Stored data:

▼

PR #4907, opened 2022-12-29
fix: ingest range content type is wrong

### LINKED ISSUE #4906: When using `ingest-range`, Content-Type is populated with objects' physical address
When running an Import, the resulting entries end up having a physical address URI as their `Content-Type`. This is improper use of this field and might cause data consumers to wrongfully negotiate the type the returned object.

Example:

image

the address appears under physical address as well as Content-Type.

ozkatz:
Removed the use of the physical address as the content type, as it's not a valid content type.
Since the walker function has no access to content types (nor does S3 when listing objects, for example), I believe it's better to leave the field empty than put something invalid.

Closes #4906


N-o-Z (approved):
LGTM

▲
▼

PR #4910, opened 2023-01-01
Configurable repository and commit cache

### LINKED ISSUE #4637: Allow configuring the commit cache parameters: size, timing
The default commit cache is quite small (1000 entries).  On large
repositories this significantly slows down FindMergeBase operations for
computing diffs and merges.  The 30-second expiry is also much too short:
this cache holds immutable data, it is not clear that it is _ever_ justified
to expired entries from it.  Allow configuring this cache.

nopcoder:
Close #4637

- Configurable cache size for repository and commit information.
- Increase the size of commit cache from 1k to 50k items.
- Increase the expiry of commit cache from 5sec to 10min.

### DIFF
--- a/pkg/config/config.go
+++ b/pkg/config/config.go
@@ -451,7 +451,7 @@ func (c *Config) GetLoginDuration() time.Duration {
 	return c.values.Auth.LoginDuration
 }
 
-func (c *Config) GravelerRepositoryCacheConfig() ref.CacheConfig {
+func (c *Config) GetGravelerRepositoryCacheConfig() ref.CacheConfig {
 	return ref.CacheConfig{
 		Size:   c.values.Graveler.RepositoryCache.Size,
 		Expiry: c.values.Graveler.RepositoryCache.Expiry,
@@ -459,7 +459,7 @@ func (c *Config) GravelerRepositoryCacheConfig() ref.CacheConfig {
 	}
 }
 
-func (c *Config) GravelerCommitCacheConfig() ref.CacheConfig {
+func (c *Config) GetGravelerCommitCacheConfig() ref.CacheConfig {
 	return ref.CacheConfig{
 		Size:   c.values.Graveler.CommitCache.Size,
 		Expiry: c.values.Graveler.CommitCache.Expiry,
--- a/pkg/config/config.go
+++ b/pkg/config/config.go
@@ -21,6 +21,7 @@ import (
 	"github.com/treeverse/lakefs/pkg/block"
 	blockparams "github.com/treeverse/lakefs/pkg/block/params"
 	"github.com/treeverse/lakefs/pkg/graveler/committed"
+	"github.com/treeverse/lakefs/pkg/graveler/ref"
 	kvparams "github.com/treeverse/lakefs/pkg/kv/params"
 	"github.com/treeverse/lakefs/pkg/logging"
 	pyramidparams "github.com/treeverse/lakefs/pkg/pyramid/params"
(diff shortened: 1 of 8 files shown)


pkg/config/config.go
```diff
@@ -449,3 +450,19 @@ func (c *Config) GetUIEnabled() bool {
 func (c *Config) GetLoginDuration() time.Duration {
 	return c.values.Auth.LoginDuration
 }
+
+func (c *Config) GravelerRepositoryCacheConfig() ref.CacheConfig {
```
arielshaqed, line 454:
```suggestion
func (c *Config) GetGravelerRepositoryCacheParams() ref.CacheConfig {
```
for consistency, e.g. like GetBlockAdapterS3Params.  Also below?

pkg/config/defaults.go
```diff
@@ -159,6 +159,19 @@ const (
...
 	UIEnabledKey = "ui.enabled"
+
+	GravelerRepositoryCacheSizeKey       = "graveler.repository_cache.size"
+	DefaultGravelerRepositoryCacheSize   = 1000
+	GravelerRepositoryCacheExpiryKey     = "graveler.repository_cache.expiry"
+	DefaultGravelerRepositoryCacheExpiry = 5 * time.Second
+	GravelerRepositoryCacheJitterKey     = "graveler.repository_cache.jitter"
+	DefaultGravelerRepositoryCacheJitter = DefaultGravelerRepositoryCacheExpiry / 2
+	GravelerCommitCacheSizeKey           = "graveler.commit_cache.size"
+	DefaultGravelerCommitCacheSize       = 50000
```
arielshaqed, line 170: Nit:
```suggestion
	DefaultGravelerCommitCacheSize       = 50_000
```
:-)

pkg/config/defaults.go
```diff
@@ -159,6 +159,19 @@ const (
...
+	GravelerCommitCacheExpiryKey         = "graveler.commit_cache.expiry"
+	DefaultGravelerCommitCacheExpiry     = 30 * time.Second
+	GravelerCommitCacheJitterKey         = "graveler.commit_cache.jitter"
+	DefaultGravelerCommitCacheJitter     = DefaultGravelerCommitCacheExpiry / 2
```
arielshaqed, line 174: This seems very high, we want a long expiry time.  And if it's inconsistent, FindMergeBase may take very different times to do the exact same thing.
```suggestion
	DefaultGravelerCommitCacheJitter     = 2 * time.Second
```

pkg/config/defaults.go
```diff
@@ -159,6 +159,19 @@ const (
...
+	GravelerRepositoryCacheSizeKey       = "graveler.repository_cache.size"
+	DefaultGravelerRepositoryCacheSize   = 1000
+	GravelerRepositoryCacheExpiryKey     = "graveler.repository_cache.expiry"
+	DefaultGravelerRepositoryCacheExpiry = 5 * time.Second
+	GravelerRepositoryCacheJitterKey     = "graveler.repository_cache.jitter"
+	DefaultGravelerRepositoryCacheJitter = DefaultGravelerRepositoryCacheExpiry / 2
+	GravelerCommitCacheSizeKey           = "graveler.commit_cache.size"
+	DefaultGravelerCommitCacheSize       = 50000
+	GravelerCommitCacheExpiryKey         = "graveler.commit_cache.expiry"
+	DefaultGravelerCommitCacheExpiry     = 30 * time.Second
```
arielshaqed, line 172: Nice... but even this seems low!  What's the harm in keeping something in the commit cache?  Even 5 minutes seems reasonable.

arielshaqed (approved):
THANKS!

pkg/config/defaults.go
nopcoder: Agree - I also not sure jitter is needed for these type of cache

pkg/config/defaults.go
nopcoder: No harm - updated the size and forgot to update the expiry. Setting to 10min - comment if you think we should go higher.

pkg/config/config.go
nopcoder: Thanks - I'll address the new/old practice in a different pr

▲

TASK DESCRIPTION => Write out exactly the lines above from the line with "PR #4910, opened 2023-01-01" through the line with "Close #4637", both of them included, and leave out all other lines.

RESPONSE TO THE EXERCISE =>
PR #4910, opened 2023-01-01
Configurable repository and commit cache

### LINKED ISSUE #4637: Allow configuring the commit cache parameters: size, timing
The default commit cache is quite small (1000 entries).  On large
repositories this significantly slows down FindMergeBase operations for
computing diffs and merges.  The 30-second expiry is also much too short:
this cache holds immutable data, it is not clear that it is _ever_ justified
to expired entries from it.  Allow configuring this cache.

nopcoder:
Close #4637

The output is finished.